BRIEF
Could you give the records below again exactly as they stand?

[Stored data]
++++++
PR #434, opened 2025-03-18
Increase visibility on some client constructs and minor docs updates

### LINKED ISSUE #218: [Feature Request] Add visibility link in list workflow method XML doc
Link https://docs.temporal.io/visibility from the list workflow method XML doc

### LINKED ISSUE #228: [Feature Request] Make sure all client responses are user-instantiable/mockable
++++++
ANSWER TO THE EXERCISE
PR #434, opened 2025-03-18
Increase visibility on some client constructs and minor docs updates

### LINKED ISSUE #218: [Feature Request] Add visibility link in list workflow method XML doc
Link https://docs.temporal.io/visibility from the list workflow method XML doc

### LINKED ISSUE #228: [Feature Request] Make sure all client responses are user-instantiable/mockable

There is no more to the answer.